Further, when the cause of the abnormality of the control system (such as short-circuit of the battery) is small, only the abnormality accompanying the deterioration of the heater 16 may be detected. In this case, the configuration can be simplified.

Further, in the above embodiment, the load is applied to the heater for the oxygen sensor having a resistance load. However, the invention can also be applied to abnormality detection for another resistance load.
Can be detected.

In addition, the load can be embodied as a coil type load (inductive type load). That is, the present invention can also be applied to abnormality detection for a coil-type load represented by an electromagnetic valve such as a fuel injection valve. However, in the case of a coil-type load, the configuration is such that the current after the surge is eliminated immediately after the energization is cut off.

[0073]

As described in detail above, according to the present invention,
It is possible to determine an abnormality due to the deterioration of the load, and it is possible to improve the determination accuracy of the abnormality.

[Brief description of the drawings]

FIG. 1 is a block diagram showing an electrical configuration of an ECU.

FIG. 2 is a configuration diagram schematically showing a multi-cylinder spark ignition gasoline engine.

FIG. 3 is a diagram for explaining deterioration of a heater.

FIG. 4 is a flowchart illustrating a heater control routine.

FIG. 5 is a flowchart illustrating a heater control system abnormality determination routine.
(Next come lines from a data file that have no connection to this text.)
PR #668, opened 2017-08-04
NH-4064 - Unmerge Antlr3.Runtime

hazzik:


src/NHibernate.Test/NHibernate.Test.csproj
```diff
@@ -67,7 +67,7 @@
     <Prefer32Bit>false</Prefer32Bit>
   </PropertyGroup>
   <ItemGroup>
-    <Reference Include="Antlr3.Runtime, Version=3.5.0.2, Culture=neutral, PublicKeyToken=eb42632606e9261f, processorArchitecture=MSIL" Condition=" '$(Configuration)' == 'Debug' ">
+    <Reference Include="Antlr3.Runtime, Version=3.5.0.2, Culture=neutral, PublicKeyToken=eb42632606e9261f, processorArchitecture=MSIL">
       <HintPath>..\packages\Antlr3.Runtime.3.5.1\lib\net40-client\Antlr3.Runtime.dll</HintPath>
       <Private>True</Private>
```
fredericDelaporte: This `private` thing was removed from ReLinq when doing NH-3750. It does not seem it changes anything to the reference property window though. (Copy local stays same.) And it is still there for Iesi too. So well, should it be kept or removed, I do not know.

FIG. 6 is a flowchart illustrating a heater deterioration detection routine.

FIG. 7 is a timing chart relating to detection of deterioration of a heater.

FIG. 8 is a timing chart relating to abnormality determination of the heater control system.
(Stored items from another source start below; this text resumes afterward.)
PR #670, opened 2017-08-06
NH-3990 - Upgrade VB test project to VS2017 project structure

ngbrown:
This is a continuation of #605.

* Adds the ability on all test projects to be ran from `dotnet test`.
* Accounts for some changes in the VB compiler around `CompareString` methods being generated from LINQ queries.
* Also, some test behavior is different on my machine in release mode when build with `dotnet build`, so that is addressed.  Specifically, `IEnlistmentNotification.Prepare` doesn't seem to be guaranteed to be called from a different thread like it asserts.

### DIFF
--- a/src/NHibernate.Test.VisualBasic/NHibernate.Test.VisualBasic.vbproj
+++ b/src/NHibernate.Test.VisualBasic/NHibernate.Test.VisualBasic.vbproj
@@ -1,160 +1,51 @@
-﻿<?xml version="1.0" encoding="utf-8"?>
-<Project ToolsVersion="12.0" DefaultTargets="Build" xmlns="http://schemas.microsoft.com/developer/msbuild/2003">
+﻿<Project Sdk="Microsoft.NET.Sdk">
+
   <PropertyGroup>
-    <Configuration Condition=" '$(Configuration)' == '' ">Debug</Configuration>
-    <Platform Condition=" '$(Platform)' == '' ">AnyCPU</Platform>
-    <ProductVersion>
-    </ProductVersion>
-    <SchemaVersion>
-    </SchemaVersion>
-    <ProjectGuid>{7C2EF610-BCA0-4D1F-898A-DE9908E4970C}</ProjectGuid>
-    <OutputType>Library</OutputType>
-    <RootNamespace>NHibernate.Test.VisualBasic</RootNamespace>
-    <AssemblyName>NHibernate.Test.VisualBasic</AssemblyName>
-    <FileAlignment>512</FileAlignment>
-    <MyType>Windows</MyType>
-    <TargetFrameworkVersion>v4.6.1</TargetFrameworkVersion>
-    <TargetFrameworkProfile />
-    <StartAction>Program</StartAction>
-    <StartProgram>$(MSBuildProjectDirectory)\..\..\Tools\nunit\nunit-x86.exe</StartProgram>
-    <StartArguments>NHibernate.Test.VisualBasic.dll</StartArguments>
+    <TargetFramework>net461</TargetFramework>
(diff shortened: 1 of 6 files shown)


src/NHibernate/Linq/Functions/CompareGenerator.cs
```diff
@@ -44,9 +44,17 @@ internal static bool IsCompareMethod(MethodInfo methodInfo)
...
 
 			// This is .Net 4 only, and in the System.Data.Services assembly, which we don't depend directly on.
-			return methodInfo != null && methodInfo.Name == "Compare" &&
+			if (methodInfo != null && methodInfo.Name == "Compare" &&
 				   methodInfo.DeclaringType != null &&
-				   methodInfo.DeclaringType.FullName == "System.Data.Services.Providers.DataServiceProviderMethods";
+				   methodInfo.DeclaringType.FullName == "System.Data.Services.Providers.DataServiceProviderMethods")
+				return true;
+
+			if (methodInfo != null && methodInfo.Name == "CompareString" &&
```
hazzik: This is normally handled by `VBStringComparisonExpression`. The VB Core/New Roslyn case will be fixed in re-linq 2.2 (it's in alpha-3 now)

ngbrown: Ok. Is this work-around fine for now, or should NHibernate depend on the alpha package?  Also, include `https:\\` in your links...

hazzik: I think, test with 2.2-alpha3 and wait for the official release.

ngbrown: This work-around will have to stay till re-linq 2.2.0-alpha-004.

hazzik:
Don't want to wait as VS2017.3 is released.

src/NHibernate.Test.VisualBasic/NHibernate.Test.VisualBasic.vbproj
```diff
@@ -1,160 +1,57 @@
...
   <ItemGroup>
-    <Import Include="Microsoft.VisualBasic" />
-    <Import Include="System" />
-    <Import Include="System.Collections" />
-    <Import Include="System.Collections.Generic" />
-    <Import Include="System.Data" />
-    <Import Include="System.Diagnostics" />
-    <Import Include="System.Linq" />
-    <Import Include="System.Xml.Linq" />
+    <Compile Remove="Issues\NH3302\**" /> <!--"Like" not supported in new dotnet compiler, not implemented anyways in .net framework-->
```
hazzik: Just noticed this. It's not actually true.

ngbrown: I think I meant that it's not implemented in the full .NET Framework version of NHibernate.  At least it's ignored in [the tests](https://github.com/nhibernate/nhibernate-core/blob/e68bcb8e06c73aab7403f723d07132f40f848b32/src/NHibernate.Test.VisualBasic/Issues/NH3302/Fixture.vb#L9):

```vb.net
        <TestFixture(), Ignore("Not fixed yet.")> _
```

I don't actually know if it has been fixed, as I didn't try running it.  Either way, the whole file doesn't compile with `dotnet build`.

hazzik: It's because Microsoft.VisualBaaic assembly is not referenced

fredericDelaporte:
> Don't want to wait as VS2017.3 is released.

Anyway it is already released, but not detected as an update from Visual Studio IDE. Launching the Visual Studio Installer detects it and allows installing it (at least from a 17.2).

FIG. 9 is a timing chart related to the abnormality determination of the heater control system, similarly to FIG.

[Explanation of symbols]

16: a heater as a load; 25, a battery as a power supply; 28, a microcomputer (microcomputer) as abnormality determination means; Tr1, a transistor as a switching element; RT, a shunt resistor as a current detecting resistor.
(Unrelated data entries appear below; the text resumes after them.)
PR #672, opened 2017-08-10
NH-3990 - Fixes for upgrade to VS2017 project structure

ngbrown:
This corrects a few issues with #605 

* NHibernate.Tool.HbmXsd.csproj wasn't generating an .EXE.
* Because `ABC.hbm.xml` was copied to the `bin` output folders, it was being re-included as an EmbeddedResource.  This will cause problems when the VB project is migrated to VS 2017 and depends on `NHibernate.Test.csproj`.  Solution is to exclude the `bin` folders from being considered when finding files for embedding.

Continuation of the front page (56) References JP-A-3-165245 (JP, A) JP-A-3-150456 (JP, A) JP-A-4-1344063 (JP, U) JP-A-2-135855 (JP) , U) (58) Fields investigated (Int. Cl. ⁷ , DB name) G01M 13/00 G01N 27/409 G01N 27/12

Claims (4)

(57) [Claims] 1. A load control apparatus comprising: a power supply, a load, and a switching element connected in series, wherein the load is energized or de-energized according to an on / off operation of the switching element. A current detection resistor connected in series with the load and in parallel with the switching element; and a current value of the load detected by the current detection resistor when the current supply to the load is interrupted. An abnormality detection device for a load control device, comprising: abnormality determination means for determining that an abnormality has occurred in the load if the load is equal to or less than a threshold value. 2. A load control device, comprising: a power supply, a load, and a switching element connected in series, wherein the load is energized or de-energized in accordance with an on / off operation of the switching element. A current detection resistor connected in series with the load and in parallel with the switching element; and a current value of the load detected by the current detection resistor when the current supply to the load is interrupted. If the load value is equal to or less than the threshold value, it is determined that an abnormality has occurred in the load.If the current value of the load is equal to or greater than a predetermined threshold value when the load is energized, the load control system has an abnormality. An abnormality detection device in a load control device, comprising: an abnormality determination unit that determines that an error has occurred. 3. The abnormality detection device in the load control device according to claim 1, wherein threshold values for determining the current value of the load are provided in a plurality of stages. 4. The abnormality detection device according to claim 1, wherein the abnormality detection is prohibited when the voltage value of the power supply is equal to or less than a predetermined value.